L'INCHIESTA - L’inchiesta di Altroconsumo è stata condotta raffrontando le tariffe in vigore lo scorso agosto in 46 città (tariffe del servizio idrico integrato che comprende erogazione dell’acqua potabile, fognature e depurazione) con quelle raccolte due anni fa attraverso un’analoga indagine. «Dal momento che molte voci tra quelle che compongono la tariffa dell’acqua sono diverse in proporzione al consumo — spiegano dall’associazione — per raffrontare i costi abbiamo calcolato l’importo della bolletta ipotizzando un consumo di acqua di 200 metri cubi l’anno, il consumo più diffuso in Italia tipico di una famiglia di tre persone».
MILANO E BERGAMO A BUON MERCATO - «Le tariffe sono aumentate in media del 12,5% con il record di Aosta, che nel 2009 era risultata una delle città meno care». Rincari a due cifre in 13 città: da Palermo (35%) a Trieste (25), da Roma (21) a Milano, Pescara e Genova (17).

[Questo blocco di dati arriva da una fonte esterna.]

Issue #1173, opened 2022-02-15
Unused event location preselected in new Event form


timoludwig:
### Describe the Bug

When events are created and a POI exists which is not set as location for another event, it is preselected as location for the new event

### Steps to Reproduce

1. Create POI which is not used in other events
2. Create new event

### Expected Behavior

A new event should not have a POI preselected as location

### Actual Behavior

The unused POI is selected as location for the new event

Issue #1172, opened 2022-02-15
Filtering for POIs in event list not working


timoludwig:
### Describe the Bug

When filters for POIs in the event list are applied, all events are returned, independent from their location

### Steps to Reproduce

1. Go to event list
2. Filter for event location

### Expected Behavior

Only the events with the selected location should be shown

### Actual Behavior

All events are shown

Issue #1166, opened 2022-02-15
POIs can no longer be created from event form


ulliholtgrave:
### Describe the Bug

Even for superuser it is no longer possible to create a POI from the event form. Probably a permission issue.

### Additional Information

![image](https://user-images.githubusercontent.com/15608678/154031085-74de7527-3189-474e-8ad3-e29683312c12.png)

ulliholtgrave:
Seemed to be a local caching problem.

ulliholtgrave:
Okay, this is a browser-specific event. Firefox seems to work, but chrome and opera not

timoludwig:
I could reproduce this in Chromium.
When the POI creation is the only option in the dropdown, the entry is automatically selected and apparently Chromium does not trigger an event when this element is clicked.
On firefox, this problem doesn't exist, because the event is triggered every time interdependently of whether it's already pre-selected.

PR #1174, opened 2022-02-15
Fix POI integration in event form and list

timoludwig:
### Short description

This fixes a few problems with POIs in the event form and list

### Proposed changes

- Fix filtering for locations in event list
- Redesign POI selection in event form
- Do not preselect unused location for new event

### Resolved issues

Fixes: #1166
Fixes: #1172
Fixes: #1173


ulliholtgrave (approved):
Looks nice and works as expected :+1: Thanks :)

Issue #1176, opened 2022-02-16
Live content for current region


svenseeberg:
### Describe the Bug
It is currently not possible to select a live content page for the own/current region

### Steps to Reproduce
1. Create 2 pages in a region
2. Edit page 1 and try to select page 2 as live content

### Expected Behavior
The own region should be available.

### Actual Behavior
The own region should is not listed and no pages are listed under `------`

PR #1184, opened 2022-02-16
Allow user to embed live content from current region

membralala:
### Short description

This PR should enable the option to embed live content from a site which belongs to the currently selected region.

Rincari minimi a Catania (1%), Brescia e Potenza (3). In media l’acqua costa di più al Centro (371 euro l’anno), un po’ meno al Nord (271 euro) e meno ancora al Sud (254 euro). Divise le città in cinque gruppi, ecco le «supercare»: «Dove la spesa è molto più alta della media: dai 450 euro di Parma ai 503 di Firenze, passando dai 445 di Ravenna e i 478 di Pesaro». Le «piuttosto care»: «Dove si superano i 330 euro (Palermo) e si arriva a 391 (Genova)». Le «città nella media»: «Sei dove si arriva ai 312 euro: da Cagliari a Bologna». Quelle con tariffe «più basse della media»: «Sotto i 225 euro, con città anche grandi come Roma, Napoli e Venezia». Quindi quelle dove l’acqua è ancora decisamente «a buon mercato»: «Sotto i 200 euro: dai 129 di Milano ai 198 di Bergamo».
TARIFFE E INFRASTRUTTURE - Luciano Baggiani, presidente dell’Associazione dei gestori del servizio idrico (Anea) prova a spiegare il perché di tante differenze: «Il vero problema è la disomogeneità del territorio nei servizi che si riflette in un differente trattamento degli utenti. Vi sono aree del Paese che soffrono di un’arretratezza infrastrutturale inconcepibile. Quanto alle tariffe sono più elevate dove le condizioni strutturali lo impongono, perché sono stati fatti in passato meno investimenti, perché le fonti sono lontane dai centri abitati, perché l’orografia influisce sulla qualità dell’acqua come risorsa». Poi aggiunge: «Non si può escludere che ci siano inefficienze, ma è difficile accertarlo per i ritardi nella raccolta dati. Il presupposto per il rilancio del settore è una forte regolazione pubblica, autorevole e credibile. Da attuare in modo che sia competente, indipendente e senza conflitti di interesse».